(Stored items)
PR #4013, opened 2026-06-19
Prevent enrollment-based privilege escalation to admin identities. Fixes #4010

### LINKED ISSUE #4010: Non-admin identity with `enrollment` entity permission can create enrollments for any identity including admins, achieving full privilege escalation to admin
## Summary

OpenZiti v2.0.0 introduced a new entity-level permissions model that allows an admin to grant fine-grained permissions (such as `enrollment`, `identity`, `service`, etc.) to non-admin identities. A non-admin identity granted the `enrollment` permission can reach the `POST /edge/management/v1/enrollments` endpoint via the `DefaultManagementAccess` gate, which does not verify that the caller is authorized for the target identity. An attacker with only `enrollment` entity permission can create an OTT (one-time-token) enrollment for the default admin identity, then use the unauthenticated enrollment endpoint (`POST /edge/client/v1/enroll/ott`) to enroll an attacker-controlled certificate for the admin identity. The resulting certificate authenticates as the admin identity (isAdmin=true, isDefaultAdmin=true) with full management API access.

### Root cause

`enrollment_router.go` registers the `Create` handler with entity type `"enrollment"` and `DefaultManagementAccess()`:

```go
// controller/internal/routes/enrollment_router.go, line 70-75
ae.POST("", func(ae *env.AppEnv, rc *response.RequestContext) {
    rc.SetEntityType("enrollment")
    rc.SetEntityAction(permissions.Create)
    permissions.DefaultManagementAccess().IsAllowed(rc) // gate
    Create(ae, rc)
})
```

`DefaultManagementAccess()` allows any authenticated identity that holds the `enrollment` entity permission:

```go
// controller/permissions/management.go
func DefaultManagementAccess() RequestChecker {
    return NewRequireAllOf(
        IsManagementApi(),
        HasOneOf(IsAdmin(), HasAdminReadOnlyAccess(), HasEntityAccess(), HasEntityActionAccess()),
    )
}
// HasEntityAccess passes when ctx.HasPermission("enrollment") == true
```

The `Create` handler calls `enrollment_manager.ApplyCreate` with the caller-supplied `identityId`:

```go
// controller/internal/routes/enrollment_router.go, line 115-120
func Create(ae *env.AppEnv, rc *response.RequestContext) {
    MapCreate(ae.Managers.Enrollment.Create,
        MapCreateEnrollmentToModel(params.Enrollment), rc)
}

// MapCreateEnrollmentToModel
func MapCreateEnrollmentToModel(create *rest_model.EnrollmentCreate) *model.Enrollment {
    return &model.Enrollment{
        IdentityId: create.IdentityID,  // attacker-supplied
        Method:     string(*create.Method),
        ...
    }
}
```

`ApplyCreate` in `enrollment_manager.go` validates only that the identity exists and the enrollment method is valid -- it never checks that the session caller is authorized to create enrollments on behalf of the target identity:

```go
// controller/model/enrollment_manager.go, ApplyCreate()
// Checks: identity exists, method valid, CA exists (for OTTCA), username not duplicate (for UPDB)
// MISSING: check that cmd.Enrollment.IdentityId == caller's identity, or caller is admin
```

Once the attacker holds an OTT token for the admin identity, they call the publicly-accessible enrollment endpoint:

```go
// POST /edge/client/v1/enroll/ott  (permissions.Always() -- no auth required)
// enrollment_mod_ott.go Process():
//   1. reads enrollment record by token
//   2. finds target identity from record (admin's identity)
//   3. signs attacker's CSR as that identity
//   4. creates new cert authenticator bound to admin's identityId
```

No ownership check exists at any point in this chain.

### Attack conditions

1. The attacker must have an authenticated session on the Management API (`POST /edge/management/v1/authenticate`).
2. An admin must have granted the attacker's identity the `enrollment` entity permission (or the broader `enrollment.create` action permission). This is a legitimate administrative delegation scenario intended for provisioning automation.

### Impact

A non-admin identity with `enrollment` entity permission achieves complete privilege escalation to the default admin (or any other admin) identity. The attacker gains:
- Persistent certificate-based authentication as the admin identity
- Full Management API access (create/delete/modify all identities, services, service-policies, edge-router-policies, auth-policies, CAs, etc.)
- Ability to create additional admin identities or escalate any other non-admin identity

## Proof of Concept

(available upon request)

plorenz:
## What

Closes a privilege-escalation hole in the entity-level permission system. A non-admin granted the `enrollment` (or `enrollment.create`) permission could create a one-time-token enrollment for an admin identity and then enroll as that admin, gaining full admin access. Because an enrollment also carries the live token/JWT, reading or refreshing an admin identity's enrollment is an equivalent leak.

## Why

The `identity` and `authenticator` routers already prevent non-admins from acting on admin identities, but the enrollment router had no such guard. This brings enrollment in line with those existing protections.

## Changes

- Non-admins can no longer create, read, refresh, or delete an enrollment that belongs to an admin identity.
- Admin identity enrollments are filtered out of enrollment lists for non-admin callers.
- Full admins are unaffected; the guards only trigger on admin-target enrollments, so existing non-admin enrollment flows against non-admin identities continue to work.
- Adds a permissions test covering each escalation path plus the admin-allowed behavior.

### DIFF
--- a/controller/internal/routes/enrollment_router.go
+++ b/controller/internal/routes/enrollment_router.go
@@ -17,16 +17,20 @@
 package routes
 
 import (
+	"errors"
 	"time"
 
 	"github.com/go-openapi/runtime/middleware"
 	"github.com/openziti/edge-api/rest_management_api_server/operations/enrollment"
 	"github.com/openziti/edge-api/rest_model"
 	"github.com/openziti/foundation/v2/errorz"
+	"github.com/openziti/foundation/v2/stringz"
 	"github.com/openziti/ziti/v2/controller/env"
 	"github.com/openziti/ziti/v2/controller/model"
+	"github.com/openziti/ziti/v2/controller/models"
 	"github.com/openziti/ziti/v2/controller/permissions"
 	"github.com/openziti/ziti/v2/controller/response"
+	"github.com/openziti/ziti/v2/controller/storage/ast"
 )
 
 func init() {
@@ -76,18 +80,40 @@ func (r *EnrollmentRouter) Register(ae *env.AppEnv) {
 }
 
 func (r *EnrollmentRouter) List(ae *env.AppEnv, rc *response.RequestContext) {
-	ListWithHandler[*model.Enrollment](ae, rc, ae.Managers.Enrollment, MapEnrollmentToRestEntity)
+	lister := ae.Managers.Enrollment
+	ListWithQueryF[*model.Enrollment](ae, rc, lister, MapEnrollmentToRestEntity, func(query ast.Query) (*models.EntityListResult[*model.Enrollment], error) {
+		// Enrollments expose the one-time-token used to enroll as their target identity, so a
+		// non-admin must not be able to see enrollments belonging to admin identities.
+		if !rc.HasPermission(permissions.AdminPermission) {
+			scopeQuery, err := ast.Parse(lister.GetSymbolTypes(), "not (identity.isAdmin = true)")
+			if err != nil {
+				return nil, err
+			}
+			query.SetPredicate(ast.NewAndExprNode(query.GetPredicate(), scopeQuery.GetPredicate()))
+		}
+		return lister.BasePreparedList(query)
+	})
 }
 
 func (r *EnrollmentRouter) Detail(ae *env.AppEnv, rc *response.RequestContext) {
+	if !r.allowNonAdminAccessToEnrollment(ae, rc) {
+		return
+	}
 	DetailWithHandler[*model.Enrollment](ae, rc, ae.Managers.Enrollment, MapEnrollmentToRestEntity)
 }
 
 func (r *EnrollmentRouter) Delete(ae *env.AppEnv, rc *response.RequestContext) {
+	if !r.allowNonAdminAccessToEnrollment(ae, rc) {
+		return
+	}
 	DeleteWithHandler(rc, ae.Managers.Enrollment)
 }
 
 func (r *EnrollmentRouter) Refresh(ae *env.AppEnv, rc *response.RequestContext, params enrollment.RefreshEnrollmentParams) {
+	if !r.allowNonAdminAccessToEnrollment(ae, rc) {
+		return
+	}
+
 	id, err := rc.GetEntityId()
 
 	if err != nil {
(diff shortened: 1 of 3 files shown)


controller/internal/routes/enrollment_router.go
```diff
@@ -113,12 +139,60 @@ func (r *EnrollmentRouter) Refresh(ae *env.AppEnv, rc *response.RequestContext,
...
+func (r *EnrollmentRouter) allowNonAdminEnrollmentForIdentity(ae *env.AppEnv, rc *response.RequestContext, identityId string) bool {
+	if rc.HasPermission(permissions.AdminPermission) {
+		return true
+	}
+
+	if identityId != "" {
+		if identity, _ := ae.Managers.Identity.Read(identityId); identity != nil && identity.IsAdmin {
+			rc.RespondWithError(nonAdminNotAllowedError(errors.New("non-admins may not manage enrollments for admin identities")))
+			return false
+		}
```
andrewpmartinez: If an error occurs, we return `true`. If we error we should bail and say "no"  by returning `false`.

andrewpmartinez (changes requested):
Fix truth error return.

controller/internal/routes/enrollment_router.go
plorenz: fixed

controller/internal/routes/enrollment_router.go
```diff
@@ -113,12 +139,65 @@ func (r *EnrollmentRouter) Refresh(ae *env.AppEnv, rc *response.RequestContext,
...
+
+	return true
+}
+
+// allowNonAdminAccessToEnrollment ensures that a non-admin caller is not reading, refreshing, or
+// deleting an enrollment that belongs to an admin identity. The enrollment carries the live token
+// and JWT used to enroll as its target identity, so exposing or refreshing an admin identity's
+// enrollment would permit privilege escalation. It responds with an unauthorized error and returns
+// false when the operation should be denied. When the enrollment cannot be loaded, it allows the
+// request to proceed so the downstream handler can produce the appropriate not-found response.
```
andrewpmartinez: Not the biggest fan of this type of security handling. I'd rather helpers return a direct, concrete, and verifiable state. In security contexts, "letting the handler downstream do the right thing implicitly" is just a recipe for future code changes causing security lapses.

andrewpmartinez (approved):
Its..."fine".

controller/internal/routes/enrollment_router.go
plorenz: expanded handling and changed to continuation passing style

▸ PROBLEM DETAILS
If a line above includes the string "token", pick it out.

▸ EXERCISE SOLUTION
OpenZiti v2.0.0 introduced a new entity-level permissions model that allows an admin to grant fine-grained permissions (such as `enrollment`, `identity`, `service`, etc.) to non-admin identities. A non-admin identity granted the `enrollment` permission can reach the `POST /edge/management/v1/enrollments` endpoint via the `DefaultManagementAccess` gate, which does not verify that the caller is authorized for the target identity. An attacker with only `enrollment` entity permission can create an OTT (one-time-token) enrollment for the default admin identity, then use the unauthenticated enrollment endpoint (`POST /edge/client/v1/enroll/ott`) to enroll an attacker-controlled certificate for the admin identity. The resulting certificate authenticates as the admin identity (isAdmin=true, isDefaultAdmin=true) with full management API access.
Once the attacker holds an OTT token for the admin identity, they call the publicly-accessible enrollment endpoint:
//   1. reads enrollment record by token
Closes a privilege-escalation hole in the entity-level permission system. A non-admin granted the `enrollment` (or `enrollment.create`) permission could create a one-time-token enrollment for an admin identity and then enroll as that admin, gaining full admin access. Because an enrollment also carries the live token/JWT, reading or refreshing an admin identity's enrollment is an equivalent leak.
+		// Enrollments expose the one-time-token used to enroll as their target identity, so a
+// deleting an enrollment that belongs to an admin identity. The enrollment carries the live token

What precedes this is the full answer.